The adapter layer (ADR-020) abstracts compute, storage, and notebook providers behind clean interfaces, so all application logic is decoupled from infrastructure specifics. Today that means GKE + GCS (ADR-021, ADR-022).
Infrastructure is provisioned through UI-driven Terraform (ADR-007) -- researchers never touch HCL. All secrets live in Secret Manager (ADR-008), all actions are recorded in an immutable audit log (ADR-009), and data portability is guaranteed (ADR-012).
See all architecture decision records in decisions/README.md.
- Docker and Docker Compose
- Git
- openssl (for secret generation)
Run this on your local machine to provision a GCP VM and get started:
curl -fsSL https://raw.githubusercontent.com/not-that-guy-again/bioAF/main/install-gcp.sh | bashThe script sets up gcloud, creates a VM with Docker, and walks you through the process. Once the VM is ready, SSH in and run:
git clone https://github.com/not-that-guy-again/bioAF.git
cd bioAF
./bioaf setupIf you already have a Linux server with Docker installed:
git clone https://github.com/not-that-guy-again/bioAF.git
cd bioAF
./bioaf setupThe setup command handles everything: checks prerequisites, generates
secrets and TLS certs, pulls pre-built images, runs migrations, and prints
a one-time setup code.

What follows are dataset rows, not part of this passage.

PR #1034, opened 2022-10-05
updated poetry install notes

TrezorHannes:
- referenced option for python3.10 and newer
- poetry install with --only main, instead of --no-dev (deprecated)

### DIFF
--- a/docs/guide/installation.md
+++ b/docs/guide/installation.md
@@ -26,8 +26,8 @@ sudo apt install python3.9 python3.9-distutils
 
 curl -sSL https://install.python-poetry.org | python3 -
 export PATH="/home/ubuntu/.local/bin:$PATH" # or whatever is suggested in the poetry install notes printed to terminal
-poetry env use python3.9
-poetry install --no-dev
+poetry env use python3.9 # you can exchange with python3.10 or newer versions. Identify your version with python3 --version and specify here
+poetry install --only main
 poetry run python build.py
 
 mkdir data


docs/guide/installation.md
```diff
@@ -26,8 +26,8 @@ sudo apt install python3.9 python3.9-distutils
 
 curl -sSL https://install.python-poetry.org | python3 -
 export PATH="/home/ubuntu/.local/bin:$PATH" # or whatever is suggested in the poetry install notes printed to terminal
-poetry env use python3.9
-poetry install --no-dev
+poetry env use python3.9 # you can exchange with python3.10 or newer versions. Identify your version with python3 --version and specify here
+poetry install --only main
 poetry run python build.py
```
dni, line 31: can you remove this line too? with the new poetry, this should not be needed anymore...

TrezorHannes: > 

Which line is not needed any more specifically?

dni: like that
```
# you can exchange with python3.10 or newer versions. Identify your version with python3 --version and specify here
poetry env use python3.9 
```

TrezorHannes: And on the comment entry, I'll change for both, line 28 `export` and for 29 `env use` to be consistent

dni: by env use can be ommited, if your default version is 3.9 or 3.10, it is just a fix for old ubuntu python versions

PR #1054, opened 2022-10-14
Extension: Pushnotifications

schneimi:
Hey, hope this is the right way to contribute. I don't know much about python and vuejs, anyhow I tried to implement push notifications with copying from other extensions.

Because it worked out quiet good and this code already rests for a while, I tried my best to give it a proper finish and wanted to hand it over to the community.

This was only tested with Umbrel 0.5.1 and modified docker image lnbitsdocker/lnbits-legend:0.9.4 with pywebpush package.

I documented how it works in the README.


callebtc:
Excellent way to contribute indeed, thank you for the PR! This is going to be a useful extension.

arcbtc:
I feel like this should be pulled down to core, and other extensions could make use of it if they wish

arcbtc:
Lets merge this as an extension, then later get it pulled own into core.

arcbtc:
What does this email address do?
image

schneimi:
> What does this email address do? image

Good question, at least it should not be this email address here! I think I just used it, because it's a required field. 

I found some explanation here: https://pypi.org/project/py-vapid/

As far as I understand, this is used by the push servers to contact the subscription providers in case of problems. So I would say this should be the contact email of the lnbits admin. I didn't find any env var of this kind, maybe something like LNBITS_ADMIN_EMAIL would be an idea.

It should be no problem to use a fake email such as admin@example.com, but I think it might be of interest for the admin to get to know about problems with sent push notifications.

Great, you consider merging this. Maybe some feedback gives direction to what is really needed besides this basic functionality.

arcbtc:
Gotcha. Hmm perhaps we do need admin email, what do you think @dni ?

arcbtc:
This works great. After discussing among other lnbits devs, we all agreed this should be in core, with an option to turn on/off in the top right corner via bell Material icon, alongside the color themes option.
Would you be interested in making a new PR adding this to core @schneimi ? You've done all the heavy lifting already. UI would be https://fonts.google.com/icons?icon.query=bell With a `<q-tooltip>Subscribe to notifications</q-tooltip>`

schneimi:
Thx for reviewing and your feedback. Yes, I like the idea and will try to come up with a new PR.

schneimi:
Here is the new PR: #1393

PR #1056, opened 2022-10-17
Add Rounding as tipping option

talvasconcelos:
Adds the option for a costumer to round the value to pay, as a tip.

Ex: amount is 1.25, costumer pays 2. 
0.75 is set as the tip and goes to selected tip wallet!

### DIFF
--- a/lnbits/extensions/tpos/templates/tpos/tpos.html
+++ b/lnbits/extensions/tpos/templates/tpos/tpos.html
@@ -230,7 +230,7 @@
             :outline="!($q.dark.isActive)"
             rounded
             color="primary"
-            label="Round"
+            label="Custom"
           ></q-btn>
           <q-input
             class="q-my-lg"
@@ -239,10 +239,10 @@
             filled
             v-model.number="tipRounding"
             :placeholder="roundToSugestion"
-            hint="Rounded amount"
+            hint="Total amount including tip"
           >
             <template v-slot:append>
-              <q-icon name="send" @click="calculatePercent" />
+              <q-icon name="check" @click="calculatePercent" />
             </template>
           </q-input>
         </div>
@@ -449,7 +449,7 @@
         if (change < 0) {
           this.$q.notify({
             type: 'warning',
-            message: 'Value must be greater than initial amount'
+            message: 'Amount with tip must be greater than initial amount.'
           })
           this.tipRounding = this.roundToSugestion
           return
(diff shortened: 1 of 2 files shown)


lnbits/extensions/tpos/templates/tpos/tpos.html
```diff
@@ -333,9 +358,48 @@ <h5 class="q-mt-none">
       },
       fsat: function () {
         return LNbits.utils.formatSat(this.sat)
+      },
+      isRoundValid() {
+        return this.tipRounding > this.amount
+      },
+      roundToSugestion() {
```
dni, line 365: typo suggestion

talvasconcelos (commented):
looks ok to me!! whatever you bosses think it's best!

motorina0:
- it is not clear that the `Fiat` amount is rounded and not the `sats` (the rounded amount should have a currency suffix)
- problem 1:
  - enter `12.00 USD` and click `OK`
  - on the dialog click `Custom`
  - an input field  with value `15` is displayed
  - click the `checkmark` on the right-side of the input (not very obvious, it should be a button)
  - invoice generated: OK
  - on the screen keyboard enter `9.00 USD` for amount and click `OK`  (do not refresh the window)
  - the `tip` dialog is open, the `custom` input field is visible and has the old value (15)
  - click the `Custom` button again
  - the value is set to `10`, as it should
 - problem 2:
  - on mobile/tablet mode there is no keyboard for the `Custom` input field (only works on desktop?)
image

talvasconcelos:
> * it is not clear that the `Fiat` amount is rounded and not the `sats` (the rounded amount should have a currency suffix)
> * problem 1:
>   
>   * enter `12.00 USD` and click `OK`
>   * on the dialog click `Custom`
>   * an input field  with value `15` is displayed
>   * click the `checkmark` on the right-side of the input (not very obvious, it should be a button)
>   * invoice generated: OK
>   * on the screen keyboard enter `9.00 USD` for amount and click `OK`  (do not refresh the window)
>   * the `tip` dialog is open, the `custom` input field is visible and has the old value (15)
>   * click the `Custom` button again
>   * the value is set to `10`, as it should
> * problem 2:
> * on mobile/tablet mode there is no keyboard for the `Custom` input field (only works on desktop?)
>   image

fixed

lnbits/extensions/tpos/templates/tpos/tpos.html
```diff
@@ -204,19 +204,51 @@ <h5 class="q-mt-none">
...
+            <q-input
+              class="col"
+              ref="inputRounding"
+              v-model.number="tipRounding"
+              :placeholder="roundToSugestion"
+              type="number"
+              hint="Total amount including tip"
+              :prefix="currency"
+            >
+              <!-- <template v-slot:append>
```
motorina0, line 235: dead code

PR #1065, opened 2022-10-21
Add webhook_api_key and webhook_custom_data to lnurlp webhook

dni:
The intention of this PR is to add proper authentication to webhook request of lnurlp via the X-Api-Key header and also make it possible to add a custom_data JSON which will get posted along with the other data.

* added db migration
* added to formfields to frontend
screenshot-1666337347

### HEADERS
```python
Headers({'host': 'localhost:8001', 'accept': '*/*', 'accept-encoding': 'gzip, deflate', 'connection': 'keep-alive', 'user-agent': 'python-httpx/0.23.0', 'content-type': 'application/json; charset=utf-8', 'x-api-key': 'KEYKEY', 'content-length': '423'})
```
### JSON
```json
{"payment_hash": "ede342f2a904cd56d7b644bb009a6c57b352cae71392f8116bc593235bdeda22", "payment_request": "lnbc780n1p34yjp2pp5ah359u4fqnx4d4akgjaspxnv27e49jh8zwf0syttckfjxk77mg3qhp5xme546df47p9f7spgp3mekf6r2sfx2wxz0s3ntgx0hhudkw5ggsqkh9wlmn7pstyaqkel8n7mwj9hhyqyp3k9fezzsywfzadnl86pu78kz2c7q8wmgtg8fj5h6d8983uadap7ewhtv3n3ndcmktu6y3x7mcqrrvylr", "amount": 78000, "comment": "453", "lnurlp": 3, "custom_data": {"lol": "lol2"}}
```


callebtc:
CACK

1) Why do you need to send Header *and* Data? It seems a bit specific to allow for only an X-Api-Key to be set (which is not universally used). Can't you just send authentication data inside the Data?

2) You should do input validation when the form is submitted. This way, the user will enter data that is broken and only later when the webhook is sent see some error when the json is parsed.

dni:
1.  i get your point, we could just put it into custom_data, but the proper place for api keys is the header. it is not that much more of an overhead so i would prefer to do like that.
2. yep, fixing this now

motorina0:
utACK

Some suggestions:
 - as mentioned above, the header names will vary across applications (`x-api-key`, `Authorization`, etc). One simple solution is to have a `JSON` field for headers:
 ```
 {
   header-name-1: "header-value-1"
   header-name-2 "header-value-2"
   ...
}
 ```
- the `headers` and `body` fields should only be displayed if there is an `Webhook URL` value. An `Advanced` toggle would be useful.
- the larger fields (like `body`) should be `textarea` (on multiple fields)

motorina0:
LGTM
Nit pick:
I would still add an `Advanced` toggle, there are quite a few fields now in that pop-up (`headers` and `body` only make sense if there is an URL present)

dni:
fields are only visigble when webhook url is set though

PR #1071, opened 2022-10-23
Add cliche wallet in guide

Bashy:


callebtc:
Thank you, good catch!

PR #1074, opened 2022-10-24
testing workflow to only run once

dni:
@callebtc i think it should be fine like that?

now it should only run on pull_request to main branch and also only on push to main branch? this is what we want right?

```yaml
on:
  push:
    branches: [main]
  pull_request:
    branches: [main]
```


callebtc:
Non-issue. Closing!

PR #1110, opened 2022-11-07
API DOCS button in footer toolbar

dni:
added a API DOCS button linking to /docs swagger api docs into the footer toolbar.

screenshot-1667824218
screenshot-1667824392


motorina0:
tACK

PR #3627, opened 2025-12-05
fix: websocket only listen to filtered wallets

dni:
- only open websocket connection to the filterWallets (max 10) currently


lnbits/static/js/components/lnbits-manage-wallet-list.js
```diff
@@ -14,5 +19,69 @@ window.app.component('lnbits-manage-wallet-list', {
...
+      if (data.payment.amount > 0) {
+        eventReaction(data.wallet_balance * 1000)
+      }
+    },
+    paymentEvents() {
+      if (!this.g.user) return
+      let timeout
+      let count = 0
+      this.g.user.wallets.forEach(wallet => {
+        if (count >= this.maxWallets) return
```
motorina0: `return` does not stop the `forEach`
better do a `slice()`, no point in iterating over 1000+ wallets

dni: good point

dni: pushed

motorina0 (approved):

PR #3635, opened 2025-12-06
feat: improve on create wallet frontend and api. (BREAKING CHANGE)

dni:
- use `newWallet` reactive variable for opening the dialog, (just like qrscanner now)
-  BREAKING CHANGE:  `post` route to use check_account_id_exists instead of adminkey of the first wallet.
- dynamically add wallets from frontend
- api exit first if no valid `WalletType`


lnbits/static/js/components/lnbits-wallet-new.js
```diff
@@ -46,36 +68,36 @@ window.app.component('lnbits-wallet-new', {
         LNbits.utils.notifyApiError(err)
       }
     },
-    async submitAddWallet() {
-      const data = this.newWallet
-      if (this.g.newWalletType === 'lightning' && !data.name) {
+    submitAddWallet() {
+      const data = this.wallet
+      if (this.g.newWallet === 'lightning' && !data.name) {
```
motorina0: `newWalletType` is the more suggestive variable name.
Why `newWallet`?

dni: reverted.

PR #3642, opened 2025-12-08
feat: sort payments in wallet

motorina0:
Sort payment in the wallet (payment list)

image


lnbits/core/migrations.py
```diff
@@ -794,9 +794,11 @@ async def m039_index_payments(db: Connection):
         "checking_id",
         "payment_hash",
         "amount",
+        "fee",
```
dni, line 797: you think we should just add it like that because there is no release yet? it will break my current db i guess right?

motorina0: > you think we should just add it like that because there is no release yet? 
- yes
- it will break my current db i guess right?
- no, that is just an index

PR #3644, opened 2025-12-08
refactor: `g.settings` with a `PublicSettings` class for mapping, for reactive `WINDOW_SETTINGS`

dni:
this is required if we want to make the settings from `/admin` reactive without reloading.

from now on use `g.settings` or `g` in general for reactive vars, no more jinja


lnbits/templates/base.html
```diff
@@ -68,10 +68,7 @@
     </div>
     <script type="text/javascript">
       const RENDERED_ROUTE = '{{ request.path }}'
-      const WINDOW_SETTINGS = {{ WINDOW_SETTINGS | tojson }}
-      Object.keys(WINDOW_SETTINGS).forEach(key => {
```
dni, line 74: needs to be tested if thats required for extensions, else now the core frontend does not need this anymore.

motorina0:
I find this a bit risky...

motorina0:
Concept OK.

lnbits/static/js/globals.js
```diff
@@ -9,53 +9,48 @@ const localStore = (key, defaultValue) => {
 }
 
 window.g = Vue.reactive({
+  // vars from server
+  settings: SETTINGS,
+  currencies: CURRENCIES,
+  extensions: SETTINGS.extensions,
+  allowedCurrencies: SETTINGS.allowedCurrencies,
+  denomination: SETTINGS.denomination,
```
motorina0, line 17: why duplicate these fields and not use settings.xxx?

lnbits/helpers.py
```diff
@@ -134,6 +88,9 @@ def template_renderer(additional_folders: list | None = None) -> Jinja2Templates
             t.env.globals["INCLUDED_CSS"] = vendor_files["css"]
             t.env.globals["INCLUDED_COMPONENTS"] = vendor_files["components"]
 
+    # backwards compatibility for extensions (tpos)
+    t.env.globals["LNBITS_DENOMINATION"] = settings.lnbits_denomination
```
motorina0, line 92: why not put it up with the rest?

lnbits/settings.py
```diff
@@ -1126,6 +1126,104 @@ def is_ready_to_install_extension_id(self, ext_id: str) -> bool:
             and ext_id in self.lnbits_all_extensions_ids
         )
 
+    def to_public(self) -> PublicSettings:
+        return PublicSettings.from_settings(self)
+
+
+class PublicSettings(BaseModel):
```
motorina0, line 1138: add a comment that all fields here will be visible to the public and no fields info should be included

lnbits/static/js/globals.js
dni: backwards compat for extensions. i used those in 1 or 2 in the future its better to just use settings.

lnbits/helpers.py
dni: just for visibility, this will be removed those after 1.5.0 updates for those 3-5 ext that use it.

lnbits/settings.py
dni: done

PR #3654, opened 2025-12-10
fix: restore the blur on drawer

talvasconcelos:
Restore the blurring on transparent drawers and toolbar

Closes lnbits/tpos#185


dni:
i removed the blur because it causes this annoying flickering bug. have you seen that one now?

dni (approved):

PR #3658, opened 2025-12-11
fix: account dropdown

talvasconcelos:
- if no image is set for avatar fallback to icon, and drop it inside menu
- remove user role inside menu
- hide the account dropdown in public pages

### DIFF
--- a/lnbits/templates/components/lnbits-header.vue
+++ b/lnbits/templates/components/lnbits-header.vue
@@ -84,12 +84,15 @@
           <q-avatar v-else icon="account_circle" size="18px"></q-avatar>
         </template>
         <q-list style="max-width: 200px">
-          <q-item
-            v-if="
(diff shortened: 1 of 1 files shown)


lnbits/templates/components/lnbits-header.vue
```diff
@@ -73,32 +73,36 @@
...
-        flat
-        rounded
-        size="sm"
-        class="q-pl-sm"
-      >
+      <q-btn-dropdown v-if="g.user" flat rounded size="sm" class="q-pl-sm">
         <template v-slot:label>
-          <q-avatar v-if="g.user?.extra?.picture !== ''" size="18px">
+          <q-avatar
+            v-if="g.user?.extra?.picture && g.user?.extra?.picture !== ''"
```
dni:
```suggestion
            v-if="g.user?.extra?.picture? !== ''"
```

would this work?

dni (approved):
tested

Open the URL it shows in your browser and enter the
code to create your admin account and configure the platform.
| Command | Description |
|---|---|
./bioaf setup |
First-run setup (pulls images, generates secrets, prints setup code) |
./bioaf start |
Start all services in dependency order |
./bioaf stop |
Stop all services |
./bioaf restart |
Restart all services |
./bioaf status |
Show service status |
./bioaf logs [service] |
Tail logs (all or one service) |
./bioaf build [service] |
Build container images locally (development only) |
./bioaf migrate |
Run database migrations |
./bioaf migrate-down <rev> |
Downgrade database to a specific revision |
./bioaf seed <script.py> |
Run a seed/data script in the backend container |
./bioaf backup |
Create a database backup |
./bioaf update [version] |
Update to latest (or specific) version |
./bioaf reset-db |
Destroy and recreate the database (with confirmation) |
./bioaf shell [service] |
Open a shell in a container (default: backend) |
./bioaf dbshell |
Open a psql session to the database |
./bioaf register-outputs |
Register pipeline output files from GCS |
./bioaf help |
Show all commands |
See the full Deployment Guide for detailed instructions.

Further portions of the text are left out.